Reference Architecture

graph TB
    subgraph Sources["Source Systems"]
        S1[EntraID]
        S2[AD OnPrem]
        S3[Omada]
        S4[CSV]
    end

    subgraph Crawlers["Crawler Scripts<br/><i>PowerShell, Python, Go, etc.</i>"]
        C1[EntraID Crawler]
        C2[AD Crawler]
        C3[Omada Crawler]
        C4[CSV Crawler]
    end

    S1 --> C1
    S2 --> C2
    S3 --> C3
    S4 --> C4

    C1 -->|HTTPS + Bearer Token| API
    C2 -->|HTTPS + Bearer Token| API
    C3 -->|HTTPS + Bearer Token| API
    C4 -->|HTTPS + Bearer Token| API

    subgraph API["Ingest API"]
        direction TB
        IA["POST /api/ingest/*<br/>Validation · Bulk MERGE · Scoped Delete"]
    end

    subgraph Analytics["Analytics Engines"]
        direction TB
        CR[Correlation RuleSet] --> CE[Correlation Engine]
        RP[Risk Profile] --> CL[Classifiers]
        CL --> HE[Heuristics Engine]
        CE <-->|shared data| HE
        CE --> CS[Correlation Scores]
        HE --> RS[Risk Scores]
    end

    API --> DB[(Database<br/>PostgreSQL + Audit History)]
    Analytics <--> DB

    DB --> ReadAPI["Read API<br/>GET /api/*"]
    ReadAPI --> UI["Web UI<br/>React + Vite"]

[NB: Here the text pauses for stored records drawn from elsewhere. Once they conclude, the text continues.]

PR #392, opened 2019-09-18
Problem:(CRO-403) auto-sync connection state not signalled to the API caller

leejw51crypto:
Solution: add sync info
add state

update connect information

refactoring

### DIFF
--- a/client-core/src/synchronizer/auto_sync.rs
+++ b/client-core/src/synchronizer/auto_sync.rs
@@ -19,7 +19,9 @@ use client_common::tendermint::Client;
 use client_common::Result;
 use client_common::Storage;
 
-use super::auto_sync_data::{AddWalletCommand, AutoSyncDataShared, RemoveWalletCommand};
+use super::auto_sync_data::{
+    AddWalletCommand, AutoSyncDataShared, AutoSyncInfo, RemoveWalletCommand,
+};
 use super::auto_synchronizer::AutoSynchronizer;
 use crate::BlockHandler;
 
@@ -42,7 +44,7 @@ impl AutoSync {
         storage: S,
         block_handler: H,
     ) {
-        let mut web = AutoSynchronizer::new(url);
+        let mut web = AutoSynchronizer::new(url, self.data.clone());
         web.run(client, storage, block_handler, self.data.clone());
         let websocket_queue = web.get_send_queue();
 
@@ -69,6 +71,21 @@ impl AutoSync {
         });
 
         self.send_json(data)
+    }
+
+    /// Get sync information
+    pub fn sync_info(&self) -> Result<AutoSyncInfo> {
+        let mut ret = AutoSyncInfo::default();
+
+        {
+            let data = self.data.lock().expect("get progress autosync lock");
+            ret.current_height = data.current_height;
+            ret.max_height = data.max_height;
+            ret.wallet = data.wallet.clone();
+            ret.connected = data.connected;
+            ret.state = data.state.clone();
+        }
+        Ok(ret)
     }
 
     /// Removes a wallet from auto-sync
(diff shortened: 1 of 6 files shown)


leejw51crypto:
output is as follows)

{
    "jsonrpc": "2.0",
    "result": {
        "connected": true,
        "current_height": 2774,
        "max_height": 4110,
        "state": "GetBlocks",
        "wallet": "b"
    },
    "id": "sync_info"
}

client-core/src/synchronizer/auto_sync_data.rs
```diff
@@ -20,6 +20,10 @@ pub struct AutoSyncData {
     pub max_height: u64,
     /// current syncing wallet name
     pub wallet: String,
+    /// connected via websocket
+    pub connected: bool,
+    /// sync state : getting block, waiting, etc.
+    pub state: String,
```
tomtau: what if `WebsocketState` is extended with one more variant "Disconnected", and here it could just be:
```
pub state: WebsocketState
```

instead of bool+String?

tomtau: And add `#[derive(Serialize)]` to `WebsocketState`

client-core/src/synchronizer/auto_sync.rs
```diff
@@ -71,6 +73,21 @@ impl AutoSync {
         self.send_json(data)
     }
 
+    /// Get sync information
+    pub fn sync_info(&self) -> Result<AutoSyncInfo> {
```
tomtau: `-> AutoSyncInfo`

it seems It won't fail (if the lock is poisoned, it'll panic which is ok)

client-core/src/synchronizer/auto_sync_data.rs
leejw51crypto: state is for core.
so that can be

connect_state: ConnectState, <- connecting, connected, disconnected
state: CoreState  <- get blocks, waiting, ready

client-core/src/synchronizer/auto_sync.rs
```diff
@@ -71,6 +73,21 @@ impl AutoSync {
...
+        let mut ret = AutoSyncInfo::default();
+
+        {
+            let data = self.data.lock().expect("get progress autosync lock");
```
tomtau: instead of copying everything here, what if there's `info: AutoSyncInfo` field in `self.data`, so one just do something like:
```
let data = self.data.lock().expect("get progress autosync lock");
data.info.clone()
```
?

client-core/src/synchronizer/auto_sync.rs
leejw51crypto: ok

client-core/src/synchronizer/auto_sync.rs
leejw51crypto: ok

client-core/src/synchronizer/auto_sync_data.rs
tomtau: Core state only applies if it's connected, so something like:
```
pub enum ConnectionState {
  Connecting,
  Connected(CoreState),
  Disconnected
}
```
?

leejw51: ok , got it

client-core/src/synchronizer/auto_sync_data.rs
```diff
@@ -20,6 +20,17 @@ pub struct AutoSyncData {
     pub max_height: u64,
     /// current syncing wallet name
     pub wallet: String,
```
calvinaco: Is it possible to also include a field of all the wallet being synced as well? I think this information is useful for the `sync_info` RPC

leejw51crypto: ok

The architecture has four layers:

  1. Source Systems & Crawlers — Each source system has a dedicated crawler. Crawlers are lightweight HTTP clients that fetch data from their source and POST it to the Ingest API. They can be written in any language.

  2. Ingest API — Receives data via REST endpoints. Handles validation, bulk merge, scoped delete detection, and audit history recording. Authenticates crawlers via self-contained API keys.

  3. Analytics Engines — Account Correlation and Risk Scoring run independently against the database. The Correlation Engine uses rulesets to link principals to identities. The Heuristics Engine uses risk profiles and classifiers to compute risk scores.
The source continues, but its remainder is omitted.